Task statement: Using the data below, show every line where the word "static" occurs.
▬▬▬▬▬▬
PR #447, opened 2020-09-29
CC-11969: do not report successful records in failed batches

levzem:
## Problem
the reporter currently reports all records in a batch as failed if even 1 record failed due to the connector design. This is incorrect and produces a lot of unnecessary logs as well.

## Solution
refactor the reporter to only report failed records in failed batches

- [ ] yes
- [x] no

## Test Strategy
write unit test to make sure only failed records are written

##### Testing done:
- [x] Unit tests
- [ ] Integration tests
- [ ] System tests
- [ ] Manual tests

## Release Plan

 
backport to `10.0.x` when reporter was first introduced

### DIFF
--- a/src/main/java/io/confluent/connect/elasticsearch/bulk/BulkProcessor.java
+++ b/src/main/java/io/confluent/connect/elasticsearch/bulk/BulkProcessor.java
@@ -19,6 +19,8 @@ import io.confluent.connect.elasticsearch.ElasticsearchSinkConnectorConfig;
 import io.confluent.connect.elasticsearch.LogContext;
 import io.confluent.connect.elasticsearch.RetryUtil;
 
+import io.searchbox.core.BulkResult.BulkResultItem;
+import java.util.Collections;
 import java.util.concurrent.ConcurrentHashMap;
 import java.util.concurrent.ConcurrentMap;
 import org.apache.kafka.common.config.ConfigDef;
@@ -184,7 +186,12 @@ public class BulkProcessor<R, B> {
     // at this point, either stopRequested or canSubmit
     return stopRequested
             ? CompletableFuture.completedFuture(
-                    BulkResponse.failure(false, "request not submitted during shutdown"))
+                    BulkResponse.failure(
+                        false,
+                        "request not submitted during shutdown",
+                        Collections.emptyMap()
+                    )
+            )
             : submitBatch();
   }
 
@@ -484,12 +491,11 @@ public class BulkProcessor<R, B> {
             if (reporter != null) {
               for (R record : batch) {
                 SinkRecord original = recordsToReportOnError.get(record);
-                if (original != null) {
+                BulkResultItem result = bulkRsp.failedRecords.get(record);
+                String error = result != null ? result.error : null;
+                if (original != null && error != null) {
                   reporter.report(
-                      original,
-                      new ReportingException(
-                          "Bulk request failed: " + bulkRsp.getErrorInfo()
-                      )
+                      original, new ReportingException("Bulk request failed: " + error)
                   );
                 }
               }
--- a/src/main/java/io/confluent/connect/elasticsearch/bulk/BulkProcessor.java
+++ b/src/main/java/io/confluent/connect/elasticsearch/bulk/BulkProcessor.java
@@ -493,7 +493,7 @@ public class BulkProcessor<R, B> {
                 SinkRecord original = recordsToReportOnError.get(record);
                 BulkResultItem result = bulkRsp.failedRecords.get(record);
                 String error = result != null ? result.error : null;
-                if (original != null && error != null) {
+                if (error != null && original != null) {
                   reporter.report(
                       original, new ReportingException("Bulk request failed: " + error)
                   );
--- a/src/main/java/io/confluent/connect/elasticsearch/bulk/BulkResponse.java
+++ b/src/main/java/io/confluent/connect/elasticsearch/bulk/BulkResponse.java
@@ -15,26 +15,43 @@
 
 package io.confluent.connect.elasticsearch.bulk;
 
+import io.confluent.connect.elasticsearch.IndexableRecord;
+import io.searchbox.core.BulkResult.BulkResultItem;
+import java.util.Collections;
+import java.util.Map;
+
 public class BulkResponse {
 
-  private static final BulkResponse SUCCESS_RESPONSE = new BulkResponse(true, false, "");
+  private static final BulkResponse SUCCESS_RESPONSE =
+      new BulkResponse(true, false, "", Collections.emptyMap());
 
   public final boolean succeeded;
   public final boolean retriable;
   public final String errorInfo;
+  public final Map<IndexableRecord, BulkResultItem> failedRecords;
 
-  private BulkResponse(boolean succeeded, boolean retriable, String errorInfo) {
+  private BulkResponse(
+      boolean succeeded,
+      boolean retriable,
+      String errorInfo,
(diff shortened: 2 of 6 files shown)


gharris1727 (approved):
LGTM!

kkonstantine (commented):
Overall makes sense. 
I'd suggest merging https://github.com/confluentinc/kafka-connect-elasticsearch/pull/446 first to help with the review here.

src/main/java/io/confluent/connect/elasticsearch/bulk/BulkProcessor.java
```diff
@@ -484,12 +491,11 @@ private BulkResponse execute() throws Exception {
             if (reporter != null) {
               for (R record : batch) {
                 SinkRecord original = recordsToReportOnError.get(record);
-                if (original != null) {
+                BulkResultItem result = bulkRsp.failedRecords.get(record);
```
kkonstantine, line 494: can we add a javadoc in `BulkResponse` constructor that says that this can't be `null`(never `null`) but can be empty?

src/main/java/io/confluent/connect/elasticsearch/bulk/BulkProcessor.java
```diff
@@ -484,12 +491,11 @@ private BulkResponse execute() throws Exception {
...
+                String error = result != null ? result.error : null;
+                if (original != null && error != null) {
```
kkonstantine, line 496: assuming that in the records reporter you have added all the batch and only a few records have errored out, let's first check error
```suggestion
                if (error != null && original != null) {
```

src/main/java/io/confluent/connect/elasticsearch/bulk/BulkResponse.java
```diff
@@ -15,26 +15,43 @@
...
+    this.failedRecords = failedRecords;
   }
 
   public static BulkResponse success() {
     return SUCCESS_RESPONSE;
   }
 
-  public static BulkResponse failure(boolean retriable, String errorInfo) {
-    return new BulkResponse(false, retriable, errorInfo);
+  public static BulkResponse failure(
```
kkonstantine, line 49: please add javadoc saying including all the args, but specifically saying that `failedRecords` is never `null`

src/main/java/io/confluent/connect/elasticsearch/bulk/BulkResponse.java
```diff
@@ -15,26 +15,43 @@
...
+  private static final BulkResponse SUCCESS_RESPONSE =
+      new BulkResponse(true, false, "", Collections.emptyMap());
 
   public final boolean succeeded;
   public final boolean retriable;
   public final String errorInfo;
+  public final Map<IndexableRecord, BulkResultItem> failedRecords;
 
-  private BulkResponse(boolean succeeded, boolean retriable, String errorInfo) {
+  private BulkResponse(
```
kkonstantine, line 33: worth adding the javadoc here too, even if it's private

src/main/java/io/confluent/connect/elasticsearch/jest/JestElasticsearchClient.java
```diff
@@ -650,7 +652,26 @@ public BulkResponse executeBulk(BulkRequest bulk) throws IOException {
 
     final String errorInfo = errors.isEmpty() ? result.getErrorMessage() : errors.toString();
 
-    return BulkResponse.failure(retriable, errorInfo);
+    Map<IndexableRecord, BulkResultItem> failedResponses = new HashMap<>();
+    List<BulkResultItem> items = result.getItems();
+    for (int i = 0; i < items.size() && i < ((JestBulkRequest) bulk).records().size() ; i++) {
```
kkonstantine, line 657: now that `bulk` gets used in several places, maybe consider a local var at the top and casting once. 
Eg.: `JestBulkRequest jestBulk = (JestBulkRequest) bulk;` (or `jestBulkRequest` I guess)

src/main/java/io/confluent/connect/elasticsearch/jest/JestElasticsearchClient.java
```diff
@@ -650,7 +652,26 @@ public BulkResponse executeBulk(BulkRequest bulk) throws IOException {
 
     final String errorInfo = errors.isEmpty() ? result.getErrorMessage() : errors.toString();
 
-    return BulkResponse.failure(retriable, errorInfo);
+    Map<IndexableRecord, BulkResultItem> failedResponses = new HashMap<>();
+    List<BulkResultItem> items = result.getItems();
```
kkonstantine, line 656: I'd also suggest declaring and using below (example names): 
```
List<IndexableRecord> bulkRecords = jestBulk.records();
int bulkRecordsNum = bulkRecords.size();
int itemsNum = items.size();
```
probably JIT-able optimizations but since not bad to have and maybe slightly easier to follow.

src/main/java/io/confluent/connect/elasticsearch/jest/JestElasticsearchClient.java
```diff
@@ -650,7 +652,26 @@ public BulkResponse executeBulk(BulkRequest bulk) throws IOException {
...
+    for (int i = 0; i < items.size() && i < ((JestBulkRequest) bulk).records().size() ; i++) {
+      BulkResultItem item = items.get(i);
+      IndexableRecord record = ((JestBulkRequest) bulk).records().get(i);
+      if (item.error != null && item.id.equals(record.key.id)) {
```
kkonstantine, line 660: I see in the constructor of `BulkResultItem` that `id` can be set to `null`. 
Are we risking NPE here?
Seems `record.key.id` can't be `null`. `Objects.equals` is an option that works with `null`

src/test/java/io/confluent/connect/elasticsearch/bulk/BulkProcessorTest.java
```diff
@@ -62,15 +75,15 @@ private Expectation(List<Integer> request, BulkResponse response) {
     }
   }
 
-  private static final class Client implements BulkClient<Integer, List<Integer>> {
+  private static final class Client implements BulkClient<IndexableRecord, List<Integer>> {
```
kkonstantine, line 78: so that change was missed before here?

kkonstantine (commented):
Great to see this fixed too. 

Left a few comments, but we seem close

kkonstantine:
Also, I added a few comments around potential NPEs, but I also see that two tests fail on NPEs already. Not sure it's for the same reason.

src/test/java/io/confluent/connect/elasticsearch/bulk/BulkProcessorTest.java
levzem: i think the original author just didn't want to set up `IndexableRecords` 🤷

sonupillai:
I have a general question given we have seen an incident because of this. Where do we log the errant records which are meant to be in the DLQ? IMO they should not be part of error logs and should be in info logs as long as they are already classified as know errant records which are being written to the DLQ topic. Error logs should only capture real errors.

levzem:
> I have a general question given we have seen an incident because of this. Where do we log the errant records which are meant to be in the DLQ? IMO they should not be part of error logs and should be in info logs as long as they are already classified as know errant records which are being written to the DLQ topic. Error logs should only capture real errors.

the logs were being generated inside the reporter itself, but because we were reporting the whole batch of records it was generating a lot of logs, and now this change only reports the relevant records in a batch.

kkonstantine (approved):
LGTM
▬▬▬▬▬▬
Final answer:
-  private static final BulkResponse SUCCESS_RESPONSE = new BulkResponse(true, false, "");
+  private static final BulkResponse SUCCESS_RESPONSE =
   public static BulkResponse success() {
-  public static BulkResponse failure(boolean retriable, String errorInfo) {
+  public static BulkResponse failure(
+  private static final BulkResponse SUCCESS_RESPONSE =
-  private static final class Client implements BulkClient<Integer, List<Integer>> {
+  private static final class Client implements BulkClient<IndexableRecord, List<Integer>> {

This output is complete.